**Work request**
Write out all the entries below without any change.

**Dataset records**
PR #449, opened 2016-11-30
Hide native toolbar on macOS

roundhill:
For us brave souls using the macOS build of the app, this PR removes the toolbar and instead adds some padding to the top of the app for a very slick look:

screen shot 2016-11-30 at 1 23 56 pm

### DIFF
--- a/lib/app.jsx
+++ b/lib/app.jsx
@@ -34,6 +34,7 @@ import {
 	includes,
 	isObject,
 	map,
+	matchesProperty,
 	overEvery,
 	pick,
 	values,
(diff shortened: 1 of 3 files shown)


lib/app.jsx
```diff
@@ -99,6 +99,11 @@ const isElectron = ( () => {
 	return () => foundElectron;
 } )();
 
+const isElectronMac = () => {
+	return isElectron() &&
+		get( window, 'process.platform', '' ) === 'darwin';
+}
```
roundhill: Cheers, I didn't realize that `process` was provided by Electron. Also updated to use `matchesProperty` 👍

dmsnell: I hope that you tested this since I didn't. `process` is usually set by node and I suppose that Electron itself is the source when running there.

roundhill: > I hope that you tested this since I didn't.

Yes, I did test it. In the web version on OS X the check fails and the styles aren't applied. 👍

PR #451, opened 2016-12-02
Limit App to a Single Instance

### LINKED ISSUE #376: Can open several, blank instances
If you launch Simplenote more than once by mistake or because you forget it's already open, all subsequent instances are blank.

Reported in #2814725-t

roundhill:
Fixes #376 by enforcing the app to run in a single instance. Took inspiration from the [guide on the topic here](https://github.com/electron/electron/blob/master/docs/api/app.md#appmakesingleinstancecallback).

**To Test**
Run the app in Windows, and minimize to the tray. Now run the app again by double clicking on the app icon. The app should maximize and remain in the single instance without a second instance ever appearing.

For the tester's convenience, here's a windows build with the patch applied: https://cloudup.com/caMB3LsO4Bz

### DIFF
--- a/desktop/app.js
+++ b/desktop/app.js
@@ -67,6 +67,23 @@ module.exports = function main() {
 		} );
 	};
 
+	const shouldQuit = app.makeSingleInstance( () => {
+		if ( ! mainWindow ) {
+			return;
+		}
+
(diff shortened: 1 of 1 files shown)


dmsnell:
Tested and verified. Works like a charm @roundhill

**Response**
PR #449, opened 2016-11-30
Hide native toolbar on macOS

roundhill:
For us brave souls using the macOS build of the app, this PR removes the toolbar and instead adds some padding to the top of the app for a very slick look:

screen shot 2016-11-30 at 1 23 56 pm

### DIFF
--- a/lib/app.jsx
+++ b/lib/app.jsx
@@ -34,6 +34,7 @@ import {
 	includes,
 	isObject,
 	map,
+	matchesProperty,
 	overEvery,
 	pick,
 	values,
(diff shortened: 1 of 3 files shown)


lib/app.jsx
```diff
@@ -99,6 +99,11 @@ const isElectron = ( () => {
 	return () => foundElectron;
 } )();
 
+const isElectronMac = () => {
+	return isElectron() &&
+		get( window, 'process.platform', '' ) === 'darwin';
+}
```
roundhill: Cheers, I didn't realize that `process` was provided by Electron. Also updated to use `matchesProperty` 👍

dmsnell: I hope that you tested this since I didn't. `process` is usually set by node and I suppose that Electron itself is the source when running there.

roundhill: > I hope that you tested this since I didn't.

Yes, I did test it. In the web version on OS X the check fails and the styles aren't applied. 👍

PR #451, opened 2016-12-02
Limit App to a Single Instance

### LINKED ISSUE #376: Can open several, blank instances
If you launch Simplenote more than once by mistake or because you forget it's already open, all subsequent instances are blank.

Reported in #2814725-t

roundhill:
Fixes #376 by enforcing the app to run in a single instance. Took inspiration from the [guide on the topic here](https://github.com/electron/electron/blob/master/docs/api/app.md#appmakesingleinstancecallback).

**To Test**
Run the app in Windows, and minimize to the tray. Now run the app again by double clicking on the app icon. The app should maximize and remain in the single instance without a second instance ever appearing.

For the tester's convenience, here's a windows build with the patch applied: https://cloudup.com/caMB3LsO4Bz

### DIFF
--- a/desktop/app.js
+++ b/desktop/app.js
@@ -67,6 +67,23 @@ module.exports = function main() {
 		} );
 	};
 
+	const shouldQuit = app.makeSingleInstance( () => {
+		if ( ! mainWindow ) {
+			return;
+		}
+
(diff shortened: 1 of 1 files shown)


dmsnell:
Tested and verified. Works like a charm @roundhill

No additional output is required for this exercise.